Task inputs =
▬▬▬▬▬▬
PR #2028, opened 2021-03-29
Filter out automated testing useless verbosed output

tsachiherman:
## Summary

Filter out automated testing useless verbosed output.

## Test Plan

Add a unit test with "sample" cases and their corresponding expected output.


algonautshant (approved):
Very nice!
▬▬▬▬▬▬
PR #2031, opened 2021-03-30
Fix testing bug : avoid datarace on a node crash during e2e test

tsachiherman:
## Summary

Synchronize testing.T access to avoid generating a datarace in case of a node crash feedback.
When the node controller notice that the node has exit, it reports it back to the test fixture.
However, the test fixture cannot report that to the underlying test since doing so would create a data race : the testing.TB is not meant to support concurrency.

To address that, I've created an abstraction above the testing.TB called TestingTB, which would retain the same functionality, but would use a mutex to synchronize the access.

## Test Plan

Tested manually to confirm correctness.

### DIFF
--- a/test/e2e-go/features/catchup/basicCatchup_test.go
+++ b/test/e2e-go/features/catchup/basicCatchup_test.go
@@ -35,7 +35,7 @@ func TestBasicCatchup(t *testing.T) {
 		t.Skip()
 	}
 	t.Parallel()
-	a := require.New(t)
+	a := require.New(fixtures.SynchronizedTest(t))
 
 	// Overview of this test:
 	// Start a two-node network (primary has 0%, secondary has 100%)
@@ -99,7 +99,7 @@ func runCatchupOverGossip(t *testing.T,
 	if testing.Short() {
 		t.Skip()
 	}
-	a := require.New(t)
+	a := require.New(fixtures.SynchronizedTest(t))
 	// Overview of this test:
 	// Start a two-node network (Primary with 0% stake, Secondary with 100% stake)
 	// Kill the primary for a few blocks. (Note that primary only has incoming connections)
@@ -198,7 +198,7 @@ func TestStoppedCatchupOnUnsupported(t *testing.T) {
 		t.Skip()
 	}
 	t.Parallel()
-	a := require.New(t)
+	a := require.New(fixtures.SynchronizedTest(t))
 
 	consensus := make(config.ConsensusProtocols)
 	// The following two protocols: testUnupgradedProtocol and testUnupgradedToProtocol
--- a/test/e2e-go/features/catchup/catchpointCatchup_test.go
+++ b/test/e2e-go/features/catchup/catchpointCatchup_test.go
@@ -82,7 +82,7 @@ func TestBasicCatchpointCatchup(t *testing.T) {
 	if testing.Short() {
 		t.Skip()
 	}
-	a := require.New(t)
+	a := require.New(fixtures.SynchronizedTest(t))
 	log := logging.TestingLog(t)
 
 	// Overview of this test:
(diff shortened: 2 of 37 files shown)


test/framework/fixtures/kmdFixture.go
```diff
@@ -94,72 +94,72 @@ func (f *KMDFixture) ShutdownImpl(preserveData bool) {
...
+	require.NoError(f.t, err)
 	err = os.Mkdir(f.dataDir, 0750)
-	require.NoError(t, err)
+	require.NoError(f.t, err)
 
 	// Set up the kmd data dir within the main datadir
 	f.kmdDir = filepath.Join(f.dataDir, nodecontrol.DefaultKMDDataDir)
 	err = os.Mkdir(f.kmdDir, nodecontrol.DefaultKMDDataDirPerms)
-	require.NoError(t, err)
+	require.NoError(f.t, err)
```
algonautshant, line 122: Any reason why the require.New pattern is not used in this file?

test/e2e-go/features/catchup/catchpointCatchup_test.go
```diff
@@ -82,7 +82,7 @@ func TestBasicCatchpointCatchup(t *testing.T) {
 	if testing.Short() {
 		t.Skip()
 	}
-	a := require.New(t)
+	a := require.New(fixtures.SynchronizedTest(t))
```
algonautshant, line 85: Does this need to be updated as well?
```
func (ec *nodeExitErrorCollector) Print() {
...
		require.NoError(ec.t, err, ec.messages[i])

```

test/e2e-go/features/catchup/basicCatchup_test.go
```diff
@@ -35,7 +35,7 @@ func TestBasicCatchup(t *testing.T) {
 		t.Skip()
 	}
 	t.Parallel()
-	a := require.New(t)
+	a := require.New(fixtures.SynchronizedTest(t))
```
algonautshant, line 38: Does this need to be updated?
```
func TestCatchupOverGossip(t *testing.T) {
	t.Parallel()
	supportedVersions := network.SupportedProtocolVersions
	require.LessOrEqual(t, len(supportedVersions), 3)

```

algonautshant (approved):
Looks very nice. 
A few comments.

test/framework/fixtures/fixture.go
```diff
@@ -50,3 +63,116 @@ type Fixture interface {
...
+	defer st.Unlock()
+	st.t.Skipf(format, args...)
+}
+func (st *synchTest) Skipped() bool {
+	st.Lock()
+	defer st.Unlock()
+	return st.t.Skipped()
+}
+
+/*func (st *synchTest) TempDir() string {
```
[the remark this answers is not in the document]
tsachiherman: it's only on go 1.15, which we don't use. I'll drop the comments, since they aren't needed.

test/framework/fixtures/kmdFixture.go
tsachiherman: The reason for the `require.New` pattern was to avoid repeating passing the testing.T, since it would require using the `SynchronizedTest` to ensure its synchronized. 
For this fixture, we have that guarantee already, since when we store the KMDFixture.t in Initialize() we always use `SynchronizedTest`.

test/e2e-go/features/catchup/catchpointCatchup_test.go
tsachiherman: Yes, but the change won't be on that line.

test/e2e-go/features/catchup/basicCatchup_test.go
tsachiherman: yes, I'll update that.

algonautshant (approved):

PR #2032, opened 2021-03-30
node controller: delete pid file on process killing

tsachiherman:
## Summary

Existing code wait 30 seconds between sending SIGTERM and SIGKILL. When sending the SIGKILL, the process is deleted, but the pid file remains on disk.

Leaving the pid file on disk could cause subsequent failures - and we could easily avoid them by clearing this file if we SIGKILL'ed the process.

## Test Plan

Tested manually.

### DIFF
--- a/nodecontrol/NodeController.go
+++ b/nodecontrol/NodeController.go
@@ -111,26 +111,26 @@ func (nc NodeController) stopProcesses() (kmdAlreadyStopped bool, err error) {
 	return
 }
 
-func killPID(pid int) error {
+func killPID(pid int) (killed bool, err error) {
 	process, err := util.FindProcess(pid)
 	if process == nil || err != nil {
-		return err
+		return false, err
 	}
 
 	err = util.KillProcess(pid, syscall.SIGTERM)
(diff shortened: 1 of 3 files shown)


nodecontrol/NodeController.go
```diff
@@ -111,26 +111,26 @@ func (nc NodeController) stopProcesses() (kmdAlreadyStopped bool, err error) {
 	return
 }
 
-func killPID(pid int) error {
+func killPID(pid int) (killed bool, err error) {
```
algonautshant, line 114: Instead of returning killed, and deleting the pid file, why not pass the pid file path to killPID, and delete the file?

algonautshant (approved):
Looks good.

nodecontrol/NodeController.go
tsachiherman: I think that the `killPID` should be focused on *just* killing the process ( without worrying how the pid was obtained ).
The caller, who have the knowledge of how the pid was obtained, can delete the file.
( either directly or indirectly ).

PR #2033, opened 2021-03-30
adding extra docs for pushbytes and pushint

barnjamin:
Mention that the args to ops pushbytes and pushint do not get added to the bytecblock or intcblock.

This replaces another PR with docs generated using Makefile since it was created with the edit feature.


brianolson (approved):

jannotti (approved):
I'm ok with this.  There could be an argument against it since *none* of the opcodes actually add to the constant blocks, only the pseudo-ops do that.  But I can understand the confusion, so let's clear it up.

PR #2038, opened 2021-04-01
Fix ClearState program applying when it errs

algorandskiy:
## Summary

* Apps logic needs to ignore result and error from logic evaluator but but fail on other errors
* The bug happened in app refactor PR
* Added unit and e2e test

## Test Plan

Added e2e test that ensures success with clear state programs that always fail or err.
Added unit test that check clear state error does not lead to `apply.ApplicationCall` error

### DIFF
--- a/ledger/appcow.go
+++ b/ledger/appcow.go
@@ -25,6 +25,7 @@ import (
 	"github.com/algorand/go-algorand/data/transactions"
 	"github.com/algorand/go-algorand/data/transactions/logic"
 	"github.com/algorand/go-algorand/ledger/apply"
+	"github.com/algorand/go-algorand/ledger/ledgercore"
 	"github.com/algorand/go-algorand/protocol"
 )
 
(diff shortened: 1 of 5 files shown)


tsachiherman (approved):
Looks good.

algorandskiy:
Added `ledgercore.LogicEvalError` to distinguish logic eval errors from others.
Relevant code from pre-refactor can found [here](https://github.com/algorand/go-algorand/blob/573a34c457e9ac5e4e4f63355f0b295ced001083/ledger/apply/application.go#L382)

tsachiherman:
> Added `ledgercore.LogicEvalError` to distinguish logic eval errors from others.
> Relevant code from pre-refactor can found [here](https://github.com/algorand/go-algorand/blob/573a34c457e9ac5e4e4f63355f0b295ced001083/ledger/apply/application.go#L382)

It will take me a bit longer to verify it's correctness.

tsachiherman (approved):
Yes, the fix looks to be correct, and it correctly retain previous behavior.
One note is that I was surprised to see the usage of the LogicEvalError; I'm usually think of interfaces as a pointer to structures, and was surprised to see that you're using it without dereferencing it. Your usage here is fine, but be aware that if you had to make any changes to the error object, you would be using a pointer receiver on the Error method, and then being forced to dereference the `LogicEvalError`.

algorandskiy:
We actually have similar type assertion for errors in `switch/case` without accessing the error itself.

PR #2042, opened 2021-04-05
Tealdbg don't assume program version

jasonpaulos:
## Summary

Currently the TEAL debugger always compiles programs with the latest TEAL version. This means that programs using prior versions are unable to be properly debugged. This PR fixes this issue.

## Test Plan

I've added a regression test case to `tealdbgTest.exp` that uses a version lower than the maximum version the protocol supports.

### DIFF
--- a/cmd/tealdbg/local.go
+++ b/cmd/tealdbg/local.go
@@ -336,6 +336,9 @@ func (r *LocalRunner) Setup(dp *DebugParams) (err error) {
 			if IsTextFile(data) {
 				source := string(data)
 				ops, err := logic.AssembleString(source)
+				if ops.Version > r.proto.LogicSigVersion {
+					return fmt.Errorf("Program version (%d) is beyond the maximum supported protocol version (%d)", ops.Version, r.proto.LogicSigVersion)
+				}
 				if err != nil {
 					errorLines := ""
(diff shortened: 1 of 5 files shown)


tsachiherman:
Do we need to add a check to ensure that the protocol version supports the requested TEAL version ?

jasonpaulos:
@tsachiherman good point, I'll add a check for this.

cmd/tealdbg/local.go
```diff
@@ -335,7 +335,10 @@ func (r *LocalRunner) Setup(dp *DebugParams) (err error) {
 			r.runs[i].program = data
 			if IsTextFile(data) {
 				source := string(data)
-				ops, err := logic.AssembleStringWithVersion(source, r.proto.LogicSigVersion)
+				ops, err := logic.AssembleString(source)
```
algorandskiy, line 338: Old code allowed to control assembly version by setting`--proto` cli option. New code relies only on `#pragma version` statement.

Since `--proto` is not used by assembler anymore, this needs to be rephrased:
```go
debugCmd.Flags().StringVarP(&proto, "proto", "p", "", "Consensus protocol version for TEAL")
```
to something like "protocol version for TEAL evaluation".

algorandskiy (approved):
▬▬▬▬▬▬
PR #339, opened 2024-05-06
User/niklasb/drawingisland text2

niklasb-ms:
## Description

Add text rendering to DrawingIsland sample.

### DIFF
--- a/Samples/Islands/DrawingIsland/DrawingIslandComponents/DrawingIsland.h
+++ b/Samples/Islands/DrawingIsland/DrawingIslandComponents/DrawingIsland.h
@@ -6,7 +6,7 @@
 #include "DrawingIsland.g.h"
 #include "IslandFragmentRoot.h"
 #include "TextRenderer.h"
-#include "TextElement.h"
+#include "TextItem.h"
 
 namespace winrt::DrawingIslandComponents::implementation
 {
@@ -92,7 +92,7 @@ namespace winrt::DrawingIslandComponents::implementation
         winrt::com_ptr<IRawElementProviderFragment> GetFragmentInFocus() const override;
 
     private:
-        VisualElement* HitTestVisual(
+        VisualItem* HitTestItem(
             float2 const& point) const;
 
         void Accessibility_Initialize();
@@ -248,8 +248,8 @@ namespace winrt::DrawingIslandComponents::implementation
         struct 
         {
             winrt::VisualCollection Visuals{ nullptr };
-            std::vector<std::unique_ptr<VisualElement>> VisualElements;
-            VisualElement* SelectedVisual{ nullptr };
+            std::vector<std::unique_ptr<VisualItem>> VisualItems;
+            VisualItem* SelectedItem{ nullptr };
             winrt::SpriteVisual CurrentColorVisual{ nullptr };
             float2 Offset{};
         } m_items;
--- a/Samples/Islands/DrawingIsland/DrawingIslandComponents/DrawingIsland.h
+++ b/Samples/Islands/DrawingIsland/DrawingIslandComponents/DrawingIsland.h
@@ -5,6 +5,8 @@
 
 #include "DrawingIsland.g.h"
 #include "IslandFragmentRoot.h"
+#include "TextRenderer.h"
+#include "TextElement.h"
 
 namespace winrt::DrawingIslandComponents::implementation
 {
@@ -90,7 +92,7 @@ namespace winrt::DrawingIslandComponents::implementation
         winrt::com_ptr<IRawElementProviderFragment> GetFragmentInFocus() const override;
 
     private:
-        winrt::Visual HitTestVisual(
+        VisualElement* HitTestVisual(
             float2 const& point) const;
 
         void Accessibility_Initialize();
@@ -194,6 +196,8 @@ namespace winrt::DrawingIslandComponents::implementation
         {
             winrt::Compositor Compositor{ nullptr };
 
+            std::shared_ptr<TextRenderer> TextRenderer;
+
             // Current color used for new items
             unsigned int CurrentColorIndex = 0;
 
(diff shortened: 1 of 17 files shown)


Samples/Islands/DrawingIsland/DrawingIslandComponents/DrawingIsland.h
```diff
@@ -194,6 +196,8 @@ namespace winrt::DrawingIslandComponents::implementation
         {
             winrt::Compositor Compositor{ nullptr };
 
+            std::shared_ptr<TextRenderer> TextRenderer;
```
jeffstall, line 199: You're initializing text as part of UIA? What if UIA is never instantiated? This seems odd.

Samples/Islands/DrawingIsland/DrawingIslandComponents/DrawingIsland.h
▬▬▬▬▬▬
Exercise instructions = Copy, from the data above, every line where the word "opened" appears.

Solution to this problem =
PR #2028, opened 2021-03-29
PR #2031, opened 2021-03-30
PR #2032, opened 2021-03-30
PR #2033, opened 2021-03-30
PR #2038, opened 2021-04-01
PR #2042, opened 2021-04-05
PR #339, opened 2024-05-06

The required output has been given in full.